I'm writing a parser for RDF data in Turtle format in Swift. The Turtle Grammar defines the patter PN_CHARS_BASE
as
[163s] PN_CHARS_BASE ::= [A-Z] | [a-z] | [#x00C0-#x00D6] | [#x00D8-#x00F6] | [#x00F8-#x02FF] | [#x0370-#x037D] | [#x037F-#x1FFF] | [#x200C-#x200D] | [#x2070-#x218F] | [#x2C00-#x2FEF] | [#x3001-#xD7FF] | [#xF900-#xFDCF] | [#xFDF0-#xFFFD] | [#x10000-#xEFFFF]
(see the W3C Turtle recommendation).
The last group in the pattern [#x10000-#xEFFFF]
is outside the range of UTF-16 string encoding. UTF-32 is needed here.
This pattern is used to match, for instance, the first character in the prefix in a prefixed string such as foaf
in foaf:name
, numbers are not allowed here.
I would like to use NSRegularExpression
for parsing turtle files. So to match the PN_CHARS_BASE
pattern, I have the following code for testing:
let PN_CHARS_BASE = "[A-Z]|[a-z]|[\\u00C0-\\u00D6]|[\\u00D8-\\u00F6]|[\\u00F8-\\u02FF]|[\\u0370-\\u037D]|[\\u037F-\\u1FFF]|[\\u200C-\\u200D]|[\\u2070-\\u218F]|[\\u2C00-\\u2FEF]|[\\u3001-\\uD7FF]|[\\uF900-\\uFDCF]|[\\uFDF0-\\uFFFD]|[\\u10000-\\uEFFFF]"
do {
let teststr = "9"
let regex = try NSRegularExpression(pattern: PN_CHARS_BASE, options: [])

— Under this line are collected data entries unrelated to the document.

PR #773, opened 2015-04-13
Ensure use of InnoDB engine on MySQL

seanf:
https://bugzilla.redhat.com/show_bug.cgi?id=1207575

- [x] Might add precondition changeset (always runs) which checks that all tables are InnoDB

- [x] Wait for https://github.com/zanata/zanata-server/pull/791

### DIFF
--- a/zanata-war/src/main/java/liquibase/sqlgenerator/ext/CreateTableGeneratorInnoDB.java
+++ b/zanata-war/src/main/java/liquibase/sqlgenerator/ext/CreateTableGeneratorInnoDB.java
@@ -1,0 +1,119 @@
+/*
+ * Copyright 2015, Red Hat, Inc. and individual contributors as indicated by the
+ * @author tags. See the copyright.txt file in the distribution for a full
+ * listing of individual contributors.
+ *
+ * This is free software; you can redistribute it and/or modify it under the
+ * terms of the GNU Lesser General Public License as published by the Free
+ * Software Foundation; either version 2.1 of the License, or (at your option)
+ * any later version.
+ *
+ * This software is distributed in the hope that it will be useful, but WITHOUT
+ * ANY WARRANTY; without even the implied warranty of MERCHANTABILITY or FITNESS
+ * FOR A PARTICULAR PURPOSE. See the GNU Lesser General Public License for more
+ * details.
+ *
+ * You should have received a copy of the GNU Lesser General Public License
+ * along with this software; if not, write to the Free Software Foundation,
+ * Inc., 51 Franklin St, Fifth Floor, Boston, MA 02110-1301 USA, or see the FSF
+ * site: http://www.fsf.org.
+ */
+package liquibase.sqlgenerator.ext;
+
+import liquibase.database.Database;
+import liquibase.database.core.MySQLDatabase;
+import liquibase.exception.UnexpectedLiquibaseException;
+import liquibase.exception.ValidationErrors;
+import liquibase.logging.LogFactory;
+import liquibase.logging.Logger;
+import liquibase.sql.Sql;
+import liquibase.sql.UnparsedSql;
+import liquibase.sqlgenerator.SqlGeneratorChain;
+import liquibase.sqlgenerator.core.CreateTableGenerator;
+import liquibase.statement.core.CreateTableStatement;
+import liquibase.structure.DatabaseObject;
+
+import java.util.Collection;
+
+/**
+ * A create table statement generator to force the use of the InnoDB engine
+ * on MySQL/MariaDB, unless the engine has already been specified by other
+ * means (eg modifySql).
+ * <p>
+ * Note: SqlGenerator implementations must live in package
+ * "liquibase.sqlgenerator.ext" to be automatically registered.
+ * </p>
+ *
+ * @author Sean Flanigan <a
+ *         href="mailto:sflaniga@redhat.com">sflaniga@redhat.com</a>
+ */
+@SuppressWarnings("unused")
+public class CreateTableGeneratorInnoDB extends CreateTableGenerator {
+
+    @Override
+    public boolean supports(CreateTableStatement statement, Database database) {
+        // NB this will include MariaDB (with Liquibase 3.4+)
+        return database instanceof MySQLDatabase;
+    }
+
+    @Override
+    public int getPriority() {
+        // Higher priority than the built-ins
+        return PRIORITY_DATABASE + 1;
+    }
+
+    @Override
+    public ValidationErrors validate(CreateTableStatement createTableStatement,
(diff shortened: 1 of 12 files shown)


aeng:
:+1:

seanf:
@carlosmunoz I'd like your opinion on this.

zanata-war/src/main/java/liquibase/sqlgenerator/ext/CreateTableGeneratorInnoDB.java
```diff
@@ -0,0 +1,119 @@
...
+        boolean foundCreateTable = false;
+        Sql[] sqls = sqlGeneratorChain.generateSql(statement, database).clone();
+
+        // Append " ENGINE=INNODB" to CREATE TABLE unless ENGINE already
+        // specified. This is clumsy, but Liquibase doesn't have seem
+        // to have any better hooks for this.
+        for (int i = 0; i < sqls.length; i++) {
+            Sql sql = sqls[i];
+            String sqlText = sql.toSql();
+            String sqlUpper = sqlText.toUpperCase();
```
carlosmunoz: How about a `.trim()` just in case?

zanata-war/src/main/resources/db/changelogs/db.changelog-3.6.xml
```diff
@@ -30,4 +30,116 @@
...
+    <preConditions onFail="MARK_RAN">
+      <sqlCheck expectedResult="0">
+        SELECT COUNT(*) FROM INFORMATION_SCHEMA.TABLES
+        WHERE TABLE_SCHEMA = SCHEMA()
+        AND ENGINE = 'InnoDB'
+        AND TABLE_NAME='Activity';
+      </sqlCheck>
+    </preConditions>
+    <comment>Ensure InnoDB for Activity</comment>
+    <sql>ALTER TABLE Activity ENGINE = INNODB</sql>
```
carlosmunoz: Why the special check here?

zanata-war/src/main/resources/db/changelogs/db.changelog-validations.xml
```diff
@@ -0,0 +1,18 @@
...
+  xmlns="http://www.liquibase.org/xml/ns/dbchangelog"
+  xmlns:xsi="http://www.w3.org/2001/XMLSchema-instance"
+  xsi:schemaLocation="http://www.liquibase.org/xml/ns/dbchangelog http://www.liquibase.org/xml/ns/dbchangelog/dbchangelog-3.0.xsd">
+
+  <changeSet author="sflaniga@redhat.com" id="check-innodb" runAlways="true"
+    dbms="mysql">
+    <preConditions onFail="HALT">
+      <sqlCheck expectedResult="0">
+        SELECT count(*) FROM information_schema.tables
+        WHERE TABLE_SCHEMA = SCHEMA() AND engine != 'InnoDB'
```
carlosmunoz: :+1:

carlosmunoz:
Looks good in general terms. We are making some assumptions about the sql string, but I guess the check that you've added can raise a red flag if there are non-InnoDB tables in the midst.

zanata-war/src/main/java/liquibase/sqlgenerator/ext/CreateTableGeneratorInnoDB.java
seanf: Good idea.

zanata-war/src/main/resources/db/changelogs/db.changelog-3.6.xml
seanf: Well,

    

None of the other tables was big enough to concern me, but I thought it was *possible* that this conversion might take a while, so the precondition lets us skip it if we don't need it.  

Only on some environments have we been creating MyISAM tables; others are using InnoDB everywhere.  I suspect it is MySQL 5.1 that doesn't (always?) respect the session variable.

seanf:
@carlosmunoz note that this is targeting `release`, if that makes any difference.

djansen-redhat:
:white_check_mark: Tested update and halt on !InnoDB

seanf:
@djansen-redhat @aeng @carlosmunoz I have added a custom error message for the precondition check.

seanf:
When I tested it again, I couldn't find any evidence that Liquibase was picking up the "ensure InnoDB" extension(!).  I had to move it to its own jar before Liquibase would register it.

I've also added another extension which logs before executing each change, which should help a little with https://bugzilla.redhat.com/show_bug.cgi?id=1207980

djansen-redhat:
Is there a bug report related to this?

seanf:
> Is there a bug report related to this?

https://bugzilla.redhat.com/show_bug.cgi?id=1207575

aeng:
:+1: on https://github.com/zanata/zanata-server/commit/6b111cc5adf6299615370d8f2fe0068963aa2797

seanf:
@carlosmunoz How do you feel about the new module under zanata-server, ie zanata-liquibase?

I'm hoping we'll be able to move our changelogs and custom changes into that module too, which would make it easier to run liquibase from the command line.

carlosmunoz:
I don't mind it... although it looks small for the time being.

If we end up moving the changelogs, will liquibase be able to read them from inside a jar? or will we need two artifacts. In the later case, I would rather keep the changelogs where they currently reside.

seanf:
On 2015-04-23 00:53, Carlos Munoz wrote:
> I don't mind it... although it looks small for the time being.
> 
> If we end up moving the changelogs, will liquibase be able to read them
> from inside a jar? or will we need two artifacts. In the later case, I
> would rather keep the changelogs where they currently reside.

Yes, liquibase is supposed to be able to read changelogs from a jar.
The only question will be how many classes our custom changes depend on,
because they may have to be moved out of zanata.war into a jar.


-- 
Sean Flanigan

Principal Software Engineer
Red Hat

djansen-redhat:
Test:
- [ ] Move !InnoDB tables to InnoDB on changeset is run
- [ ] Abort on !InnoDB tables existing after changeset is run
- [ ] Warn on !InnoDB non-Zanata tables existing after changeset is run?

seanf:
@djansen-redhat: regarding your checklist:

1. only for tables created since the last time we cleaned this up.  So this doesn't apply to HTextFlow, for instance.
2. correct (assuming they are in the same schema as Zanata's tables)
3. no, we abort if the non-InnoDB tables are in the same schema, otherwise they are ignored.

djansen-redhat:
:white_check_mark: Tested

seanf:
@carlosmunoz are you happy with c69d8ec?

carlosmunoz:
:+1:

seanf:
I need to double check that the new extension is indeed logging changeset IDs before executing them (unless someone beats me to it).

PR #775, opened 2015-04-16
Separate wildfly client version from server version

seanf:
Replaces https://github.com/zanata/zanata-server/pull/763


davidmason:
:+1: :shipit:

let matches = regex.matchesInString(teststr, options: [], range: NSMakeRange(0, teststr.characters.count)) as Array<NSTextCheckingResult>
} catch {
}
When I run this through the debugger, the regular expression returns one result on the test string 9
. But numbers are not allowed for this pattern (the regex should therefore return no matches). I removed parts of the regex pattern to determine which part of the regex matched the number 9
and found out that the last part of the regex [\u10000-\uEFFFF]
matches with 9
. This is the only part of the pattern that is in UTF-32 and not in UTF-16 and includes characters such as Egyptian Hieroglyphs.
Do you know if NSRegularExpression
is able to support UTF-32 characters?
Or of any other solution to support UTF-32 matching?